# Orphaned foster kittens growing and thriving!



## Lisa_j (Apr 7, 2011)

This litter of 4 was orphaned at 3 approx 3 weeks. They are all growing nicely and about 5 weeks now. The largest weighs 1lb 1 oz now. Although I am still feeding from a bottle 2x/day they have started on cornish hens!
































The last pic is a cattery I built today! Only problem is it is smack in the middle of my living room and will stay there until the kits are gone! lol!


----------



## lauren43 (Feb 6, 2011)

OMG they have gotten so big.
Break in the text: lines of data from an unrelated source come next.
PR #8472, opened 2018-11-30
Boilerplates for bokeh/models

### LINKED ISSUE #8401: Incorrect Image import from bokeh.models
The content of `bokeh/models/__init__.py` indicates the intention that all model classes should also be importable from `bokeh.models`. However, importing `Image` directly from `bokeh.models` brings into scope a class outside of `bokeh.models` package probably due to name collision with other indirect imports.
```
>>> from bokeh.models.glyphs import Image as I1
>>> from bokeh.models import Image as I2
>>> I1
<class 'bokeh.models.glyphs.Image'>
>>> I2
<class 'bokeh.core.property.visual.Image'>
```
I would expect either consistency of imports, or `bokeh.models` should not provide this interface at all, so that only the first line is a valid option.

bokeh/1.0.1 has this issue
bokeh/0.13.0 doesn't have this issue and correctly imports identical classes

HuntJSparra:
- [x] issues: fixes #8401; partially addresses #8207 
- [ ] tests added / passed

Adds boilerplate for bokeh/models directory


mattpap:
> In order for the module to pass tests, tables.py needs to have "Model" listed in its __all__

That's completely wrong. The rest is Python telling you, in a fairly convoluted way, that imports are recursive. It would be more productive to avoid trying to hack this around and just show us how things fail without this.

bokeh/models/sources.py
```diff
@@ -757,3 +789,23 @@ class AjaxDataSource(RemoteSource):
...
+# Private API
+#-----------------------------------------------------------------------------
+
+def _check_slice(s):
+    if (s.start is not None and s.stop is not None and s.start > s.stop):
+        raise ValueError("Patch slices must have start < end, got %s" % s)
+    if (s.start is not None and s.start < 0) or \
+       (s.stop  is not None and s.stop < 0) or \
+       (s.step  is not None and s.step < 0):
+        raise ValueError("Patch slices must have non-negative (start, stop, step) values, got %s" % s)
```
bryevdv: @HuntJSparra I think the meaning of the sections should be clarified for test file. A section "Private API" here means *tests for private API functions*, not just a place for underscore functions in the test module itself. (In fact, I'm not sure why anything should be underscore in a test module since users don't interact with them anyway, but that's a separate question) I think helper functions like this in test files should go at the top in the "setup" section, or else just nearby where they are used

HuntJSparra: bokeh/models/sources.py is not a test module though, correct?

bryevdv: It's not, my apologies, obviously trying to do too many things at once this morning...

PR #8481, opened 2018-12-05
DOC: remove extra "to execute" from embed

mikofski:
in the introductory paragraphs of ["Embedding Plots and Apps"](https://bokeh.pydata.org/en/latest/docs/user_guide/embed.html#embedding-plots-and-apps) on the distinction between bokeh apps and standallone HTML, IMHO the text reads better if "to execute that execute" is changed to just "that execute":

>These are Bokeh documents that are backed by a Bokeh Server. In addition to all the features of standalone documents, it is also possible to connect events and tools to real Python callbacks, ~to execute~ that execute in the Bokeh server.

- [ ] issues: fixes #xxxx
- [ ] tests added / passed


bryevdv:
Thanks for the catch @mikofski !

The cattery is amazing!!!!

My foster went to his forever today ...I miss him, but its for the best.


----------



## Lisa_j (Apr 7, 2011)

Always bittersweet, isn't it? 
The cattery was a must because of all of my dogs. Although they are fine with cats, I am so worried one will get stepped on or an accident will occur. It was pretty simple for me to make too.


----------



## Scarlett_O' (May 19, 2011)

They are SOOOO adorable!!:biggrin: 

And that cattery is AWESOME!!:thumb:


----------



## MollyWoppy (Mar 19, 2010)

Awwww, gosh those kittens are just so, so cute. You did a great job with the cat cage, what a great idea. You're an angel Lisa, with all your rescued dogs, your family, and you still have room in your heart to take in orphaned kittens.


----------



## Janet At Nutro (Mar 11, 2011)

Oh the kittens looks so cute!
You did a great job on the cattery.
It looks like you put a lot of time into building it.


----------